= RECORDS SHOWN =
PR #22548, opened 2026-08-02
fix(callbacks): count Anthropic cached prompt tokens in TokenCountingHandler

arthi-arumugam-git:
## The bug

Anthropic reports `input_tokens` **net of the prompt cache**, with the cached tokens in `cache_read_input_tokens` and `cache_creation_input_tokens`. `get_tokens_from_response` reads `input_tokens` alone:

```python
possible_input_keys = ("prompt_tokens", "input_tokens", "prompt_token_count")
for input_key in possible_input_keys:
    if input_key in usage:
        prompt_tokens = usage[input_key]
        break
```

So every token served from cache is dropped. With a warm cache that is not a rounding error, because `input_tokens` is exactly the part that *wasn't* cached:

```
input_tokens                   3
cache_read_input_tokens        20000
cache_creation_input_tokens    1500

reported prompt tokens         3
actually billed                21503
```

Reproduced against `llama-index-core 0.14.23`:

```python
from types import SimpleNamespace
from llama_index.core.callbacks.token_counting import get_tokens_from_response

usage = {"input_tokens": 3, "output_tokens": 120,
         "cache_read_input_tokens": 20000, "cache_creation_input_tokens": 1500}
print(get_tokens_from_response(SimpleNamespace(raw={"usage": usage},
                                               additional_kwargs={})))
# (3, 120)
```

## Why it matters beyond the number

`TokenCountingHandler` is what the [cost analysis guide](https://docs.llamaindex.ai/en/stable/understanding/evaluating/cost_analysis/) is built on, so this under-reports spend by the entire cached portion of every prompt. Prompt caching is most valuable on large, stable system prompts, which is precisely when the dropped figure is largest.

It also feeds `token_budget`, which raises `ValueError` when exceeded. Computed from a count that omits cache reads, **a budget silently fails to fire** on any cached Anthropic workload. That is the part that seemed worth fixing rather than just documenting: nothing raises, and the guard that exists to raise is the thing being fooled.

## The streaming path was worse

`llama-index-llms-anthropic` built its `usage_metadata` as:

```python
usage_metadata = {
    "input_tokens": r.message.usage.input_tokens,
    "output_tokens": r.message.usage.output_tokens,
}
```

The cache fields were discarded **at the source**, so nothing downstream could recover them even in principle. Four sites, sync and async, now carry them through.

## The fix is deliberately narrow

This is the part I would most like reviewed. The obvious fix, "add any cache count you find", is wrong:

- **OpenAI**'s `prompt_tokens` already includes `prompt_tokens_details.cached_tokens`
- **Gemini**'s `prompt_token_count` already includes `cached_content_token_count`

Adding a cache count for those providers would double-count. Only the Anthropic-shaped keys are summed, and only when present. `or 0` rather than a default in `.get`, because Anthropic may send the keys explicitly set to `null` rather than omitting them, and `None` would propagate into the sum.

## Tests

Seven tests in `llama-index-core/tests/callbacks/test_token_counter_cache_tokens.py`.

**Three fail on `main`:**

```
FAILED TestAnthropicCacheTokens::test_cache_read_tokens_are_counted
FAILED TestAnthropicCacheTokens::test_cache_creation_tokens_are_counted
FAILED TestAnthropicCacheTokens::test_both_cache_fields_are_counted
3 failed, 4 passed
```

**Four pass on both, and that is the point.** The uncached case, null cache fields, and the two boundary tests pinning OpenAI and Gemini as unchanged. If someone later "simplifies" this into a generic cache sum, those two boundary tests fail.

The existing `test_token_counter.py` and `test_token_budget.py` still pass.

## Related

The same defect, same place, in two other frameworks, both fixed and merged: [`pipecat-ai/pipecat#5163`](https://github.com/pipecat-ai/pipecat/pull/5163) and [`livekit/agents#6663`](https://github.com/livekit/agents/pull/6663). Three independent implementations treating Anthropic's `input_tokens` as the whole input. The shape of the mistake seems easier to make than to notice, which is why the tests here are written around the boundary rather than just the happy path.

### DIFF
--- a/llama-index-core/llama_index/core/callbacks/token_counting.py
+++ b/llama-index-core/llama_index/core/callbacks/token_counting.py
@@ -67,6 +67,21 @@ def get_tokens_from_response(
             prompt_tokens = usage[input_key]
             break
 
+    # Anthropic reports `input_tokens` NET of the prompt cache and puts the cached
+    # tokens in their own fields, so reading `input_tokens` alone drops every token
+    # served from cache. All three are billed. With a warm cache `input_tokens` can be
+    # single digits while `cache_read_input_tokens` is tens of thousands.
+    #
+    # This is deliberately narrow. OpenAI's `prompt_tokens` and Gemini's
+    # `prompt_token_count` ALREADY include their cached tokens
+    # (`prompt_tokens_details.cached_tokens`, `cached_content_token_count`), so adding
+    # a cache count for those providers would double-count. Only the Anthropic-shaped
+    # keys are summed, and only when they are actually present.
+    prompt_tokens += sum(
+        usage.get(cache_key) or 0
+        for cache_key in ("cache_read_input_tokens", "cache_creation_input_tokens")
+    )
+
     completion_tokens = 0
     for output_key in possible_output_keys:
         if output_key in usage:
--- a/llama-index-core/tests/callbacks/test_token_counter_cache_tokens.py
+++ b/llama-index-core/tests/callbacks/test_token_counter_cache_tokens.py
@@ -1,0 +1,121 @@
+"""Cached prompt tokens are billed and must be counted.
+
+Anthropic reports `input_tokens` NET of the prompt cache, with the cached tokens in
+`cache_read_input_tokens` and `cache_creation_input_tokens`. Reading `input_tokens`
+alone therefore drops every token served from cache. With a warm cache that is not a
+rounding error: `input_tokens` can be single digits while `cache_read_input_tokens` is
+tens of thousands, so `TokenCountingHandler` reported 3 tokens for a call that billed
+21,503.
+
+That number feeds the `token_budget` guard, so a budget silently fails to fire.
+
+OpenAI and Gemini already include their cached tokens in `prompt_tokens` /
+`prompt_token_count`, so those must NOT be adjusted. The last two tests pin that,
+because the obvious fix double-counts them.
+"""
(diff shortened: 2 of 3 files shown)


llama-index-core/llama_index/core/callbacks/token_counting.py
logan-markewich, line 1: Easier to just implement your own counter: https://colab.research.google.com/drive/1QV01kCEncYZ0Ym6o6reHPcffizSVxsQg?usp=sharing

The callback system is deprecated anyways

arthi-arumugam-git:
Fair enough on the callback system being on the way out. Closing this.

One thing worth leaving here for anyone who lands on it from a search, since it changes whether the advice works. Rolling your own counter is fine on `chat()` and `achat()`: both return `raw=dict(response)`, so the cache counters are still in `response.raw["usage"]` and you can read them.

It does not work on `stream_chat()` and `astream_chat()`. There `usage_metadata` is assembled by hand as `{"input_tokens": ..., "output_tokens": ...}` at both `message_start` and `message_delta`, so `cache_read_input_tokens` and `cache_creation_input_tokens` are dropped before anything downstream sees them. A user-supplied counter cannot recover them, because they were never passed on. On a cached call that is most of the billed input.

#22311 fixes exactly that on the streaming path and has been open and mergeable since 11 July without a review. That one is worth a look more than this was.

= TASK DETAILS =
Quote the data in full, keeping each word unchanged.

= EXERCISE ANSWER =
PR #22548, opened 2026-08-02
fix(callbacks): count Anthropic cached prompt tokens in TokenCountingHandler

arthi-arumugam-git:
## The bug

Anthropic reports `input_tokens` **net of the prompt cache**, with the cached tokens in `cache_read_input_tokens` and `cache_creation_input_tokens`. `get_tokens_from_response` reads `input_tokens` alone:

```python
possible_input_keys = ("prompt_tokens", "input_tokens", "prompt_token_count")
for input_key in possible_input_keys:
    if input_key in usage:
        prompt_tokens = usage[input_key]
        break
```

So every token served from cache is dropped. With a warm cache that is not a rounding error, because `input_tokens` is exactly the part that *wasn't* cached:

```
input_tokens                   3
cache_read_input_tokens        20000
cache_creation_input_tokens    1500

reported prompt tokens         3
actually billed                21503
```

Reproduced against `llama-index-core 0.14.23`:

```python
from types import SimpleNamespace
from llama_index.core.callbacks.token_counting import get_tokens_from_response

usage = {"input_tokens": 3, "output_tokens": 120,
         "cache_read_input_tokens": 20000, "cache_creation_input_tokens": 1500}
print(get_tokens_from_response(SimpleNamespace(raw={"usage": usage},
                                               additional_kwargs={})))
# (3, 120)
```

## Why it matters beyond the number

`TokenCountingHandler` is what the [cost analysis guide](https://docs.llamaindex.ai/en/stable/understanding/evaluating/cost_analysis/) is built on, so this under-reports spend by the entire cached portion of every prompt. Prompt caching is most valuable on large, stable system prompts, which is precisely when the dropped figure is largest.

It also feeds `token_budget`, which raises `ValueError` when exceeded. Computed from a count that omits cache reads, **a budget silently fails to fire** on any cached Anthropic workload. That is the part that seemed worth fixing rather than just documenting: nothing raises, and the guard that exists to raise is the thing being fooled.

## The streaming path was worse

`llama-index-llms-anthropic` built its `usage_metadata` as:

```python
usage_metadata = {
    "input_tokens": r.message.usage.input_tokens,
    "output_tokens": r.message.usage.output_tokens,
}
```

The cache fields were discarded **at the source**, so nothing downstream could recover them even in principle. Four sites, sync and async, now carry them through.

## The fix is deliberately narrow

This is the part I would most like reviewed. The obvious fix, "add any cache count you find", is wrong:

- **OpenAI**'s `prompt_tokens` already includes `prompt_tokens_details.cached_tokens`
- **Gemini**'s `prompt_token_count` already includes `cached_content_token_count`

Adding a cache count for those providers would double-count. Only the Anthropic-shaped keys are summed, and only when present. `or 0` rather than a default in `.get`, because Anthropic may send the keys explicitly set to `null` rather than omitting them, and `None` would propagate into the sum.

## Tests

Seven tests in `llama-index-core/tests/callbacks/test_token_counter_cache_tokens.py`.

**Three fail on `main`:**

```
FAILED TestAnthropicCacheTokens::test_cache_read_tokens_are_counted
FAILED TestAnthropicCacheTokens::test_cache_creation_tokens_are_counted
FAILED TestAnthropicCacheTokens::test_both_cache_fields_are_counted
3 failed, 4 passed
```

**Four pass on both, and that is the point.** The uncached case, null cache fields, and the two boundary tests pinning OpenAI and Gemini as unchanged. If someone later "simplifies" this into a generic cache sum, those two boundary tests fail.

The existing `test_token_counter.py` and `test_token_budget.py` still pass.

## Related

The same defect, same place, in two other frameworks, both fixed and merged: [`pipecat-ai/pipecat#5163`](https://github.com/pipecat-ai/pipecat/pull/5163) and [`livekit/agents#6663`](https://github.com/livekit/agents/pull/6663). Three independent implementations treating Anthropic's `input_tokens` as the whole input. The shape of the mistake seems easier to make than to notice, which is why the tests here are written around the boundary rather than just the happy path.

### DIFF
--- a/llama-index-core/llama_index/core/callbacks/token_counting.py
+++ b/llama-index-core/llama_index/core/callbacks/token_counting.py
@@ -67,6 +67,21 @@ def get_tokens_from_response(
             prompt_tokens = usage[input_key]
             break
 
+    # Anthropic reports `input_tokens` NET of the prompt cache and puts the cached
+    # tokens in their own fields, so reading `input_tokens` alone drops every token
+    # served from cache. All three are billed. With a warm cache `input_tokens` can be
+    # single digits while `cache_read_input_tokens` is tens of thousands.
+    #
+    # This is deliberately narrow. OpenAI's `prompt_tokens` and Gemini's
+    # `prompt_token_count` ALREADY include their cached tokens
+    # (`prompt_tokens_details.cached_tokens`, `cached_content_token_count`), so adding
+    # a cache count for those providers would double-count. Only the Anthropic-shaped
+    # keys are summed, and only when they are actually present.
+    prompt_tokens += sum(
+        usage.get(cache_key) or 0
+        for cache_key in ("cache_read_input_tokens", "cache_creation_input_tokens")
+    )
+
     completion_tokens = 0
     for output_key in possible_output_keys:
         if output_key in usage:
--- a/llama-index-core/tests/callbacks/test_token_counter_cache_tokens.py
+++ b/llama-index-core/tests/callbacks/test_token_counter_cache_tokens.py
@@ -1,0 +1,121 @@
+"""Cached prompt tokens are billed and must be counted.
+
+Anthropic reports `input_tokens` NET of the prompt cache, with the cached tokens in
+`cache_read_input_tokens` and `cache_creation_input_tokens`. Reading `input_tokens`
+alone therefore drops every token served from cache. With a warm cache that is not a
+rounding error: `input_tokens` can be single digits while `cache_read_input_tokens` is
+tens of thousands, so `TokenCountingHandler` reported 3 tokens for a call that billed
+21,503.
+
+That number feeds the `token_budget` guard, so a budget silently fails to fire.
+
+OpenAI and Gemini already include their cached tokens in `prompt_tokens` /
+`prompt_token_count`, so those must NOT be adjusted. The last two tests pin that,
+because the obvious fix double-counts them.
+"""
(diff shortened: 2 of 3 files shown)


llama-index-core/llama_index/core/callbacks/token_counting.py
logan-markewich, line 1: Easier to just implement your own counter: https://colab.research.google.com/drive/1QV01kCEncYZ0Ym6o6reHPcffizSVxsQg?usp=sharing

The callback system is deprecated anyways

arthi-arumugam-git:
Fair enough on the callback system being on the way out. Closing this.

One thing worth leaving here for anyone who lands on it from a search, since it changes whether the advice works. Rolling your own counter is fine on `chat()` and `achat()`: both return `raw=dict(response)`, so the cache counters are still in `response.raw["usage"]` and you can read them.

It does not work on `stream_chat()` and `astream_chat()`. There `usage_metadata` is assembled by hand as `{"input_tokens": ..., "output_tokens": ...}` at both `message_start` and `message_delta`, so `cache_read_input_tokens` and `cache_creation_input_tokens` are dropped before anything downstream sees them. A user-supplied counter cannot recover them, because they were never passed on. On a cached call that is most of the billed input.

#22311 fixes exactly that on the streaming path and has been open and mergeable since 11 July without a review. That one is worth a look more than this was.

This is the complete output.